The Grammy-winning folk singer-songwriter and activist had been “battling cancer for some time,” his son Christopher and daughter Bethany wrote in a statement shared in December, in which they asked fans and friends to leave living tributes for Yarrow.
“He has kept his doctors in awe at his resilience as he has continued to perform and live life in his own generous and cause-driven way. It has been a long road and he has been a strong dragon, but right now he is very weak and, at 86, his dragon days are numbered,” they wrote.
In an interview he did this past summer with former NFL player Rolf Benirschke for The Phoenix Magazine, Yarrow opened up about living with an ostomy after having his bladder surgically removed during cancer treatments (An ostomy is a surgically created opening in the abdomen that allows waste or urine to leave the body, per the Mayo Clinic).
The singer said that after being diagnosed with bladder cancer in 2021, he underwent three months of chemotherapy — but “everything went wrong.”
“I had GI tract issues, rashes, terrible nausea, lost my appetite, and I lost 25 pounds... A lot for a slight man in my eighties,” he said.
It was at that point that Yarrow had his bladder removed — and learned his treatment was unsuccessful. His doctors then suggested he try a new immunotherapy that would not cure his cancer, but could prolong his life, and he went ahead.
“I was raring to go. I wanted to take on this cancer,” he told Benirschke. “I wanted the best shot and if my best shot was to go through what turned out to be another terribly punishing course of immunotherapy, I simply wanted to get on with it.”

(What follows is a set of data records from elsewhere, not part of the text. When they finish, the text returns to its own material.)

PR #1330, opened 2021-07-22
Avoid using the size() method on a blocking linked queue

cescoffier:
Instead, we track the size of the queue in the subscriber directly.

### DIFF
--- a/smallrye-reactive-messaging-kafka/src/main/java/io/smallrye/reactive/messaging/kafka/impl/KafkaRecordStream.java
+++ b/smallrye-reactive-messaging-kafka/src/main/java/io/smallrye/reactive/messaging/kafka/impl/KafkaRecordStream.java
@@ -4,11 +4,11 @@ import static io.smallrye.reactive.messaging.kafka.i18n.KafkaLogging.log;
 
 import java.time.Duration;
 import java.util.Queue;
-import java.util.concurrent.ConcurrentLinkedDeque;
 import java.util.concurrent.atomic.AtomicBoolean;
 import java.util.concurrent.atomic.AtomicInteger;
 import java.util.concurrent.atomic.AtomicLong;
 
+import org.apache.kafka.clients.consumer.ConsumerConfig;
 import org.apache.kafka.clients.consumer.ConsumerRecord;
 import org.apache.kafka.clients.consumer.ConsumerRecords;
 import org.reactivestreams.Subscription;
@@ -66,17 +66,8 @@ public class KafkaRecordStream<K, V> extends AbstractMulti<ConsumerRecord<K, V>>
          */
         private final Uni<ConsumerRecords<K, V>> pollUni;
 
-        private final Queue<ConsumerRecord<K, V>> queue;
+        private final RecordQueue<ConsumerRecord<K, V>> queue;
         private final long retries;
-
-        /**
-         * Store the size of the queue.
-         * Calling {@code .size()} on the queue traverses the queue, which is slow.
-         * So, we maintain the size:
-         * - add 1 for each poll records (from the kafka polling thread)
-         * - subtract the emitted records (from the Vert.x context)
-         */
-        private final AtomicLong size;
 
         /**
          * {@code true} if the subscription has been cancelled.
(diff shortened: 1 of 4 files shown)


loicmathieu:
If you can provide a SNAPSHOT version with this change we may be able to test it on the original application that discover this performance issue. 
Unfortunatly, we need to build the application inside the CI to be able to deploy it on an environment where we can load test it so building the branch seems complicated.

smallrye-reactive-messaging-kafka/src/test/java/io/smallrye/reactive/messaging/kafka/perf/EndToEndPerfTest.java
```diff
@@ -0,0 +1,101 @@
...
+        consumer.subscribe(Collections.singletonList(output_topic));
+        boolean done = false;
+        long received = 0;
+        while (!done) {
+            ConsumerRecords<String, String> records = consumer.poll(Duration.ofMillis(1000));
+            received = received + records.count();
+            if (received == COUNT) {
+                done = true;
+            }
+        }
```
ozangunalp, line 98: We could have replaced this consumer with `usage.consumeStrings`

ozangunalp (approved):

smallrye-reactive-messaging-kafka/src/main/java/io/smallrye/reactive/messaging/kafka/impl/KafkaRecordStream.java
```diff
@@ -82,14 +90,18 @@ public KafkaRecordStreamSubscription(
...
             this.pollUni = client.poll()
                     .onItem().transform(cr -> {
                         if (cr.isEmpty()) {
                             return null;
                         }
-                        cr.forEach(queue::offer);
+                        for (ConsumerRecord<K, V> rec : cr) {
+                            queue.offer(rec);
+                        }
+                        size.addAndGet(cr.count());
```
Ladicek, line 104: I don't truly understand the code, so please treat everything I write here as nothing more than a comment... but this seems rather racy. You could for example easily end up with a negative `size`, which would be unexpected. But the code doesn't seem to care. And, I mean, it was racy before, so it's probably fine :-)

If `ConsumerRecords` was a `Collection` (it's `Iterable` :-/), we could `queue.addAll(cr)`, which has a single linearization point and returns shortly after it, and the race window would be much smaller.

(Interestingly, `ConcurrentLinkedDeque.addAll` could easily take an `Iterable`, because it doesn't use anything else from the ` Collection` API. But, of course, Java doesn't support contravariant parameters.)

Alternatively, we could increment after each `queue.offer`, which again makes the race window a lot smaller (at the cost of the `AtomicLong` overhead).

cescoffier: Yes, there is a race. Unfortunately, there is no good solution except re-implementing a Queue. I will try this.

cescoffier: Just pushed a different approach using a specialized queue.

smallrye-reactive-messaging-kafka/src/main/java/io/smallrye/reactive/messaging/kafka/impl/RecordQueue.java
```diff
@@ -0,0 +1,96 @@
...
+
+import java.util.ArrayDeque;
+import java.util.Collection;
+
+import org.apache.kafka.clients.consumer.ConsumerRecord;
+import org.apache.kafka.clients.consumer.ConsumerRecords;
+
+/**
+ * Stores the records coming from Kafka.
+ * Only two operations are allowed ({@link #addAll(ConsumerRecords)}, {@link #clear()} and {@link #poll()}.
```
Ladicek, line 11:
```suggestion
 * Only these operations are allowed: {@link #addAll(ConsumerRecords)}, {@link #clear()}, {@link #size()} and {@link #poll()}.
```

ozangunalp (approved):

Yarrow said he hoped that by speaking about his experience with cancer and with an ostomy, he could inspire others.
“It is my hope that my words and my story help to reassure my ostomy brothers and sisters. This is a challenge but life actually becomes brighter after you have an ostomy. For me, life has become more precious, present and rewarding,” he said.

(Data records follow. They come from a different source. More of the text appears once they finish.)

PR #454, opened 2020-11-28
Fix version with missing beep

bitigchi:
This one was updated before the deadline with the missing beep sound, but apparently I mistakenly included the other version.


bitigchi:
Nope, false alarm!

Yarrow previously advocated for colonoscopies and early cancer screenings in 2010, when he wrote and performed “The Colonoscopy Song” on CBS’ The Early Show.
Just four days prior to his death, the star’s daughter Bethany wrote that Yarrow was “very weak physically, but his spirit is strong and his light is growing brighter every day.”
In December, she shared a photo of his Peter, Paul and Mary bandmate Noel Paul Stookey visiting him and reading a preview of his upcoming autobiography.
“A day of memories, presence, tears of gratitude and acknowledgement of all these years of brotherhood and adventure,” Bethany wrote.